Pendidikan Ke-Jogjaan-an menjawab tantangan zaman Peradaban baru kita sedang menghadapi tantangan disruptif-inovatif akibat Revolusi Industri 4.0. Untuk itu diperlukan penguatan pendidikan karakter yang mengembangkan nilai-nilai inti pendidikan khas Ke-Jogja-an. Profil lulusan yang digambarkan sebagai Jalma Kang Utama, memiliki tiga kompetensi, yaitu: kompetensi teknis, kompetensi etika (yang diambil dari nilai-nilai kas Ke-Jogja-an), dan kompetensi komunikasi. Pendidikan Ke-Jogja-an adalah pendidikan karakter yang merupakan suatu sistem penanaman nilai kepada peserta didik. Pendidikan karakter dapat dikatakan sebagai pendidikan budi pekerti dan pendidikan nilai moralitas manusia. Proses pembentukan nilai dan sikap secara sadar penting untuk ditumbuh-kembangkan kedalam tindakan nyata dalam proses pembelajaran. Proses ini melibatkan unsur kognitif (pikiran, pengetahuan, dan kesadaran), unsur afektif (perasaan) dan juga unsur psikomotorik (perilaku/tindakan).
Hal ini ditegaskan oleh Thomas Lickona (2012) bahwa tanpa ketiga aspek di atas pendidikan karakter tidak akan efektif. Sehingga pelaksanaannya harus dilakukan secara sistematis dan berkelanjutan untuk mencapai pembentukan karakter yang dikehendaki. Untuk dapat mendampingi peserta didik yang menguasai keterampilan di atas, dibutuhkan pendidik yang berjiwa pembelajar, kreatif dan inovatif, serta memiliki kemampuan untuk menjadi fasilitator pembelajaran multi sumber. Tugas pendidik tidak hanya sebatas mentransfer pengetahuan, namun juga membangun motivasi dan karakter peserta didik menjadi insan yang berintegritas, kreatif–inovatif dan mampu menjawab tantangan zamannya.
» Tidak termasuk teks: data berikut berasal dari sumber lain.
PR #1143, opened 2021-01-27
feat(rtdb): Added firebase-admin/database module entrypoint

hiranya911:
* Added `getDatabase()` and `getDatabaseWithUrl()` entry functions.
* Exported `Database` type with the methods for managing security rules.
* Exported other public interface types from `@firebase/database-types` package.
* Exported `enableLogging` and `ServerValue` members from the `@firebase/database` package.

### DIFF
--- a/test/unit/database/index.spec.ts
+++ b/test/unit/database/index.spec.ts
@@ -23,7 +23,8 @@ import * as chaiAsPromised from 'chai-as-promised';
 
 import * as mocks from '../../resources/mocks';
 import { App } from '../../../src/app/index';
-import { getAuth, Auth } from '../../../src/auth/index';
+import { getDatabase, getDatabaseWithUrl, Database } from '../../../src/database/index';
+import { FirebaseApp } from '../../../src/app/firebase-app';
 
 chai.should();
 chai.use(sinonChai);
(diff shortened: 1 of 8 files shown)


test/unit/database/index.spec.ts
```diff
@@ -0,0 +1,100 @@
...
+    it('should not throw given a valid app', () => {
+      expect(() => {
+        return getDatabase(mockApp);
+      }).not.to.throw();
+    });
+
+    it('should return the same instance for a given app instance', () => {
+      const db1: Database = getDatabase(mockApp);
+      const db2: Database = getDatabase(mockApp);
+      expect(db1).to.equal(db2);
```
lahirumaramba, line 64: Do we want to test for not equal here similar to `getDatabaseWithUrl ` test below?
```
const db3: Database = getDatabase(mockAppOther);
expect(db1).to.not.equal(db3);
```

lahirumaramba (approved):
LGTM!

test/unit/database/index.spec.ts
hiranya911: For now I'm adding only minimal tests to these entry points, primarily to check the imports work. The functionality of these APIs already get tested extensively via  the old API (`admin.database()` calls `getDatabase()` internally). We can add some more tests to these new modules once the modularization work is nearing end.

Pendidikan Ke-Jogja-an adalah pendekatan pembelajaran yang dirancang untuk mendidik demi berkembangnya pengetahuan, keterampilan dan karakter peserta didik agar mampu menghadapi dan beradaptasi di era.
Revolusi Industri 4.0. Pendidikan Ke-Jogja-an adalah pendekatan pembelajaran yang dirancang untuk mendidik demi berkembangnya pengetahuan, keterampilan dan karakter peserta didik agar mampu menghadapi dan beradaptasi di era Revolusi Industri 4.0. Pendidikan karakter kontekstual Ke-Jogja-an hendaknya menghasilkan praktik baik kebudayaan yang bisa menjadi pedoman tingkah laku bagi masyarakat Yogyakarta secara luas. (kun_litbang)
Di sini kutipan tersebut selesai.